PR #3548, opened 2020-03-25
feat(peering): Pending Executions Agent

marchello2000:
Introduces a pending execution agent which kicks off executions in the pending state.
Normally, such executions will be started by the act of completing a pipeline.
However, when there is a waiting execution in a different orca DB from where the current pipeline completed
it doesn't work.

With this change there is an agent that runs every ~15s (configurable) to see if there are any pending executions
which need to be kicked off and if so, kicks them off.

This is a continuation of failed attempt at implementing such functionality here:
https://github.com/spinnaker/orca/pull/3544

### DIFF
--- a/orca-core/src/main/java/com/netflix/spinnaker/orca/pipeline/CompoundExecutionOperator.java
+++ b/orca-core/src/main/java/com/netflix/spinnaker/orca/pipeline/CompoundExecutionOperator.java
@@ -25,8 +25,8 @@ import com.netflix.spinnaker.security.AuthenticatedRequest;
 import java.time.Duration;
 import java.util.function.Consumer;
 import java.util.function.Supplier;
+import javax.annotation.Nonnull;
 import javax.annotation.Nullable;
-import lombok.NonNull;
 import lombok.Value;
 import lombok.experimental.NonFinal;
 import lombok.extern.slf4j.Slf4j;
@@ -61,8 +61,8 @@ public class CompoundExecutionOperator {
   }
 
   public void pause(
-      @NonNull ExecutionType executionType,
-      @NonNull String executionId,
+      @Nonnull ExecutionType executionType,
+      @Nonnull String executionId,
       @Nullable String pausedBy) {
     doInternal(
         runner::reschedule,
@@ -73,10 +73,10 @@ public class CompoundExecutionOperator {
   }
 
   public void resume(
-      @NonNull ExecutionType executionType,
-      @NonNull String executionId,
+      @Nonnull ExecutionType executionType,
+      @Nonnull String executionId,
       @Nullable String user,
-      @NonNull Boolean ignoreCurrentStatus) {
+      @Nonnull Boolean ignoreCurrentStatus) {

####

Repeat the material exactly. Every line should match.

PR #3548, opened 2020-03-25
feat(peering): Pending Executions Agent

marchello2000:
Introduces a pending execution agent which kicks off executions in the pending state.
Normally, such executions will be started by the act of completing a pipeline.
However, when there is a waiting execution in a different orca DB from where the current pipeline completed
it doesn't work.

With this change there is an agent that runs every ~15s (configurable) to see if there are any pending executions
which need to be kicked off and if so, kicks them off.

This is a continuation of failed attempt at implementing such functionality here:
https://github.com/spinnaker/orca/pull/3544

### DIFF
--- a/orca-core/src/main/java/com/netflix/spinnaker/orca/pipeline/CompoundExecutionOperator.java
+++ b/orca-core/src/main/java/com/netflix/spinnaker/orca/pipeline/CompoundExecutionOperator.java
@@ -25,8 +25,8 @@ import com.netflix.spinnaker.security.AuthenticatedRequest;
 import java.time.Duration;
 import java.util.function.Consumer;
 import java.util.function.Supplier;
+import javax.annotation.Nonnull;
 import javax.annotation.Nullable;
-import lombok.NonNull;
 import lombok.Value;
 import lombok.experimental.NonFinal;
 import lombok.extern.slf4j.Slf4j;
@@ -61,8 +61,8 @@ public class CompoundExecutionOperator {
   }
 
   public void pause(
-      @NonNull ExecutionType executionType,
-      @NonNull String executionId,
+      @Nonnull ExecutionType executionType,
+      @Nonnull String executionId,
       @Nullable String pausedBy) {
     doInternal(
         runner::reschedule,
@@ -73,10 +73,10 @@ public class CompoundExecutionOperator {
   }
 
   public void resume(
-      @NonNull ExecutionType executionType,
-      @NonNull String executionId,
+      @Nonnull ExecutionType executionType,
+      @Nonnull String executionId,
       @Nullable String user,
-      @NonNull Boolean ignoreCurrentStatus) {
+      @Nonnull Boolean ignoreCurrentStatus) {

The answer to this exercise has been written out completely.